TURISMO & HISTÓRIA

Notas para um jornalismo literário e histórico

 
 
  • Thomas Bruno Oliveira

Teatro Municipal: 58 anos


Teatro em construção - RHCG

Um dos ícones culturais e patrimoniais de Campina Grande é o Teatro Municipal Severino Cabral, que foi inaugurado pelo prefeito Severino Cabral - que lhe deu nome - no dia 30 de novembro de 1963, às 10 horas. Com uma estrutura física inspirada em um apito, idealizado pelo arquiteto Geraldino Pereira Duda, a Casa de Espetáculos conta com 600 lugares, dez camarins, galeria de arte, palco de doze metros por dezoito de profundidade em uma área de 4.816m2.

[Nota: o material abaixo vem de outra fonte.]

PR #403, opened 2026-04-16
define `spacetype` for `TruncationSpace`

ogauthe:
This PR defines `spacetype` for `TruncationSpace` and adds a test that spacetype matches between the vector to truncate and the strategy (else it will crash with a hard to read error). I expect the check to be done at compile time without any consequence on assembly code.

### DIFF
--- a/src/factorizations/truncation.jl
+++ b/src/factorizations/truncation.jl
@@ -25,7 +25,7 @@ function truncspace(space::ElementarySpace; by = abs, rev::Bool = true)
     return TruncationSpace(space, by, rev)
 end
 
-spacetype(::Type{<:TruncationSpace{S}}) where {S} = S
+TensorKit.spacetype(::Type{<:TruncationSpace{S}}) where {S} = S
 
 # truncate!
 # ---------
--- a/src/factorizations/truncation.jl
+++ b/src/factorizations/truncation.jl
@@ -259,12 +259,12 @@ MAK.findtruncated_svd(values::SectorVector, strategy::TruncationByError) =
     MAK.findtruncated(values, strategy)
 
 function MAK.findtruncated(values::SectorVector, strategy::TruncationSpace)
-    sectortype(values) == sectortype(strategy) || throw(SpaceMismatch("sectortype of truncation strategy does not match values"))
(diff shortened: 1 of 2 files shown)


lkdvos (commented):
Definitely okay with this change, but would you mind changing the `@assert` to `throw(SpaceMismatch("spacetype of truncation strategy does not match spacetype of tensor"))` (or a better worded message if you have inspiration, just quickly typed something here)

src/factorizations/truncation.jl
```diff
@@ -257,10 +259,12 @@ MAK.findtruncated_svd(values::SectorVector, strategy::TruncationByError) =
     MAK.findtruncated(values, strategy)
 
 function MAK.findtruncated(values::SectorVector, strategy::TruncationSpace)
+    sectortype(values) == sectortype(strategy) || throw(SpaceMismatch("sectortype of truncation strategy does not match values"))
```
lkdvos:
```suggestion
    sectortype(values) == sectortype(strategy) || throw(SectorMismatch("sectortype of truncation strategy does not match values"))
```

src/factorizations/truncation.jl
```diff
@@ -257,10 +259,12 @@ MAK.findtruncated_svd(values::SectorVector, strategy::TruncationByError) =
...
     blockstrategy(c) = truncrank(dim(strategy.space, c); strategy.by, strategy.rev)
     return SectorDict(c => MAK.findtruncated(d, blockstrategy(c)) for (c, d) in pairs(values))
 end
 function MAK.findtruncated_svd(values::SectorVector, strategy::TruncationSpace)
+    sectortype(values) == sectortype(strategy) || throw(SpaceMismatch("sectortype of truncation strategy does not match values"))
```
lkdvos:
```suggestion
    sectortype(values) == sectortype(strategy) || throw(SectorMismatch("sectortype of truncation strategy does not match values"))
```

lkdvos (commented):
(you are right, `sectortype` is more appropriate :))

lkdvos (dismissed):

lkdvos (approved):

PR #404, opened 2026-04-17
Bump minimum version of CUDA and cuTENSOR

kshyatt:


lkdvos (dismissed):

kshyatt:
I'm running this locally to see if the failures for CUDA are related or not. We'll also need a TO tag first.

kshyatt:
Can't repro the factorization failures, annoying...

kshyatt:
Now needs the MAK bump which itself needs the Mooncake and Enzyme ones

kshyatt:
OK I think this is good to go now that things are passing

kshyatt:
... or not. These chainrules failures are suprising to me, it seems it should be unrelated as this PR doesn't touch that code. Could it maybe be related to the `MatrixAlgebraKit` version bump, as a lot of the failures are in factorization related tests?

lkdvos:
Actually, it turns out that the chainrules is the same issue that should be resolved here: https://github.com/QuantumKitHub/MatrixAlgebraKit.jl/pull/219 (at least, I assume so since it only affects the LQ decomposition)

Given that this failure is unrelated, if the tests pass we should probably try and merge this.

lkdvos (approved):

kshyatt:
Looking at the logs, all the failures are in the LQ tests mentioned above, so I am going to force-merge

PR #409, opened 2026-04-21
Various docs fixes and improvements 

lkdvos:
This should also fix the documenter failures in the current open PRs


.gitignore
```diff
@@ -5,7 +5,7 @@
 *-old
 __pycache__
 .ipynb*
-Manifest.toml
+*Manifest.toml
```
Jutho, line 8: Out of curiosity, why is this one necessary?

Jutho (approved):

.gitignore
lkdvos: The workspaces don't work in 1.10, in which case you might actually accidentally generate a manifest in the test or docs directory

Jutho: So without the asterisk "Manifest.toml" would only match with such a file at the top level and not in subdirectories? I didn't know .gitignore worked this way. Thanks.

O local tornou-se ao longo das suas quase seis décadas de existência um verdadeiro centro aglutinador da produção artística campina-grandense e paraibana. Localizado no coração da cidade (avenida Mal. Floriano Peixoto), o prédio impõe-se pela beleza de suas linhas modernas e pelo marco urbano que representa. Daí a inegável importância histórica, artística e patrimonial desse equipamento cultural, templo maior das artes de Campina Grande e cenário de diversos eventos.


Do alto... - Marcus Nogueira

A criação do Teatro Municipal Severino Cabral mostra a larga visão de futuro do então prefeito Severino Cabral, assinalando uma nova fase para as artes cênicas e demais expressões artísticas que passariam a ser apresentadas no local, mostrando a posição vanguardista de Campina Grande diante das demais cidades da região.

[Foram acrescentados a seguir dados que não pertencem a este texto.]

PR #418, opened 2026-04-26
Braidingtensor `planarcontract!` fixes

lkdvos:
This was overlooked in the release, and unfortunately now it is a bit annoying to backport this to 0.16 (although we may discuss if this could be worth it, as a true bugfix).

To do:
- [x] Add tests that actually cover this code.


src/tensors/braidingtensor.jl
```diff
@@ -229,91 +227,57 @@ end
...
-            TO.tensoradd!(
-                C[f₁′, f₂′], B[f₁, f₂], (reverse(cindB), oindB), false,
-                α * coeff, One(), backend, allocator
-            )
-        end
-    end
+    τ_level_1 = τ_levels[cindA[1]]
+    τ_level_2 = τ_levels[cindA[2]]
+    levels_B = ntuple(i -> i == cindB[1] ? τ_level_1 : i == cindB[2] ? τ_level_2 : 3, numind(B))
+    add_braid!(C, B, (reverse(cindB)..., oindB), levels_B, α, β, backend)
```
Jutho: I am confused by the splatting of `reverse(cindB)...`. Don't we want an `Index2Tuple`. See also old line 281 `TO.tensoradd!(C[f₁′, f₂′], B[f₁, f₂], (reverse(cindB), oindB), false, α * coeff, One(), backend, allocator)`.

src/tensors/braidingtensor.jl
```diff
@@ -229,91 +227,57 @@ end
...
-
-    p = (oindA, reverse(cindA))
-    N = length(oindA)
-    levels = (ntuple(identity, N)..., (B.adjoint ? (N + 1, N + 2) : (N + 2, N + 1))...)
-    return add_braid!(C, A, p, levels, α, β, backend)
+    τ_levels = B.adjoint ? (1, 2, 2, 1) : (2, 1, 1, 2)
+    τ_level_1 = τ_levels[cindB[1]]
+    τ_level_2 = τ_levels[cindB[2]]
+    levels_A = ntuple(i -> i == cindA[1] ? τ_level_1 : i == cindA[2] ? τ_level_2 : 3, numind(A))
+    add_braid!(C, A, (oindA, reverse(cindA)), levels_A, α, β, backend)
```
Jutho: In relation to the comment above, there is no `...` here. Does this indicate that the previous `...` is a bug that is not detected by the tests?

src/tensors/braidingtensor.jl
lkdvos: You are right, this is a bug :)

src/tensors/braidingtensor.jl
lkdvos: it is actually detected, the tests were failing.

Jutho: I am very confused why this would not be caught by the tests, as the tests should yield `planarcontract!` calls where the BraidingTensor is the first argument.

Jutho: Oh, I didn't see your comment yet.

lkdvos: it **was** caught by the tests, see e.g. https://github.com/QuantumKitHub/TensorKit.jl/actions/runs/25078533126/job/73513970689#step:6:1535, I just hadn't realized this yet because it was only introduced in my final clean up where I started using `pA`, `pB` and `pAB`.

lkdvos: Anyways, hopefully should be fixed now!

Jutho (dismissed):

lkdvos:
So, it turns out that I made a mistake in simply replacing the entire call with `add_braid!`, since that is not actually equivalent to `transpose` + `artin_braid`, which is what the `BraidingTensor` is supposed to do.
This caused me a lot of painful debugging, but I think I now figured it out :).

I know that we could still consider merging this by writing a new fusiontree manipulation that does this, but unless this is really showing up in the profiler I would argue that it is fine to leave this as is for now.

lkdvos:
Failures are unrelated (still the MatrixAlgebraKit issues), so will merge this as-is.

Jutho:
> So, it turns out that I made a mistake in simply replacing the entire call with `add_braid!`, since that is not actually equivalent to `transpose` + `artin_braid`, which is what the `BraidingTensor` is supposed to do. This caused me a lot of painful debugging, but I think I now figured it out :).

I should have known this. I had some hunch while reviewing that something might be off, and was looking for the effect of the final `pAB` permutation, but then I stopped worrying about it and assumed that it would be fine, with the permutation really only doing the swap and therefore `add_braid!` being the right primitive. But indeed, it is not.

lkdvos:
Yeah, it is very confusing since the `@planar` macro actually only generates calls where the `pAB` turns out to be trivial, which is why I somehow assumed it would be fine.
I at least put in some comments to prevent me (and anyone else in the future) from making the same mistake again :)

Com a inauguração do teatro, a cidade ganhou a mais importante casa de espetáculos do interior do Nordeste. Nesses cinquenta e oito anos de arte e cultura, o TMSC consolidou-se como o epicentro da produção artístico-cultural, abrigando as mais importantes companhias de dança e alguns dos mais destacados espetáculos do Nordeste, que utilizando o palco do nosso teatro realizaram inesquecíveis apresentações, mostrando que a trajetória da cultura na cidade se confunde com a própria história do Teatro Municipal.


A falta de um espaço que comportasse espetáculos mais intimistas, e atraísse pequenas plateias, fez nascer, no final dos anos 1970, o Mini Teatro Paulo Pontes (hoje denominado Sala Paulo Pontes), uma reivindicação antiga dos artistas campinenses. O espaço possui 80 lugares e ao lado está localizada a Galeria de Artes Irene Medeiros que expõe trabalhos de artistas de renome e de autônomos, muitos destes artistas que não viam oportunidade de mostrar sua arte em outras galerias.


Para atender e instigar o espírito artístico foi criado na década de 1990 uma escola de dança para crianças carentes. A escola funciona até hoje com aulas de balé clássico e contemporâneo. Também existe um Curso de Atores, de atividades circenses e dança para terceira idade.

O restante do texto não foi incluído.